I think there are many good jobs available in web development. But it will
depend significantly on your location.

------
hnruss
For me, web development quickly led to full stack development. Once you can
comfortably write the full stack, you’re pretty much guaranteed to find a job
doing that somewhere.

I recommend looking at job posts for the jobs you want and teaching yourself
the technologies they require. Consider looking for paid internships,
especially if you’re in college (even if you’re just taking some community
college courses).

------
ninjakeyboard
If demand for your skills outweighs the availability of them in the skills
market, then you'll make an excellent living. So your skills need to be in
high demand. Compared to the competition, either be perceived as "better"
(write books, give talks) or "more specialized" and you should be able to find
a market segment that demands your skills and will pay for them.

------
anonu
I think it totally is a viable career choice. My company is looking to hire
web devs.

I feel like good web devs require a tremendous amount of knowledge on
different aspects of CS, Design, UI, UX, networking, etc... The problem,
however, is most people approach the role like its a job at a fast food chain.
I think both aspiring web devs and the vast majority of employers are guilty
of this perspective.

------
lunulata
Web development is a good career path. We live in the golden age of
programming. It's never been better to be a software engineer than now. Every
major startup and web company I know are constantly looking for new good
hires. I recommend focusing on either frontend or backend starting off.

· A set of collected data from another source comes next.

PR #4985, opened 2024-05-24
Skip schedule deleting bindings

whitewindmills:
**What type of PR is this?**
/kind feature

we should skip schedule deleting bindings cause it makes no sense.

Fixes #

```release-note
NONE
```

### DIFF
--- a/pkg/scheduler/scheduler.go
+++ b/pkg/scheduler/scheduler.go
@@ -334,6 +334,12 @@ func (s *Scheduler) doScheduleBinding(namespace, name string) (err error) {
 		}
 		return err
 	}
+	if !rb.DeletionTimestamp.IsZero() {
+		s.recordScheduleResultEventForResourceBinding(rb, nil, fmt.Errorf("skip schedule deleting resourceBinding: %s/%s", rb.Namespace, rb.Name))
+		klog.V(4).InfoS("Skip schedule deleting ResourceBinding", "ResourceBinding", klog.KObj(rb))
+		return nil
+	}
+
 	rb = rb.DeepCopy()
 
 	if rb.Spec.Placement == nil {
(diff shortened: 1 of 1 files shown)


pkg/scheduler/scheduler.go
```diff
@@ -334,6 +334,12 @@ func (s *Scheduler) doScheduleBinding(namespace, name string) (err error) {
 		}
 		return err
 	}
+	if !rb.DeletionTimestamp.IsZero() {
+		s.recordScheduleResultEventForResourceBinding(rb, nil, fmt.Errorf("skip schedule deleting resourceBinding: %s/%s", rb.Namespace, rb.Name))
+		klog.V(4).Info("Skip schedule deleting resourceBinding", "resourceBinding", klog.KObj(rb))
```
RainbowMango, line 339:
```suggestion
		klog.V(4).InfoS("Skip schedule deleting ResourceBinding", "ResourceBinding", klog.KObj(rb))
```

pkg/scheduler/scheduler.go
```diff
@@ -398,6 +404,12 @@ func (s *Scheduler) doScheduleClusterBinding(name string) (err error) {
 		}
 		return err
 	}
+	if !crb.DeletionTimestamp.IsZero() {
+		s.recordScheduleResultEventForClusterResourceBinding(crb, nil, fmt.Errorf("skip schedule deleting clusterResourceBinding: %s", crb.Name))
+		klog.V(4).Info("Skip schedule deleting clusterResourceBinding", "clusterResourceBinding", klog.KObj(crb))
```
RainbowMango, line 409:
```suggestion
		klog.V(4).InfoS("Skip schedule deleting ClusterResourceBinding", "ClusterResourceBinding", klog.KObj(crb))
```

whitewindmills:
@RainbowMango PTAL

pkg/scheduler/scheduler.go
```diff
@@ -334,6 +334,12 @@ func (s *Scheduler) doScheduleBinding(namespace, name string) (err error) {
 		}
 		return err
 	}
+	if !rb.DeletionTimestamp.IsZero() {
+		s.recordScheduleResultEventForResourceBinding(rb, nil, fmt.Errorf("skip schedule deleting resourceBinding: %s/%s", rb.Namespace, rb.Name))
```
RainbowMango, line 338: Should we emit an event for this scenario?
I suppose, no one would expect the ResourceBing would be scheduled during deletion phase, right?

Full
stack can get hired more at mid+senior level than entry.

------
ransom1538
"Is the Web Dev job market in a good enough state that I should risk more time
and money?"

These best people building new software and need help:

[https://news.ycombinator.com/item?id=18807017](https://news.ycombinator.com/item?id=18807017)

The most in-demand skill is: React. [From using grep/sed excluding
JavaScript/JS].

So my answer is: Yes.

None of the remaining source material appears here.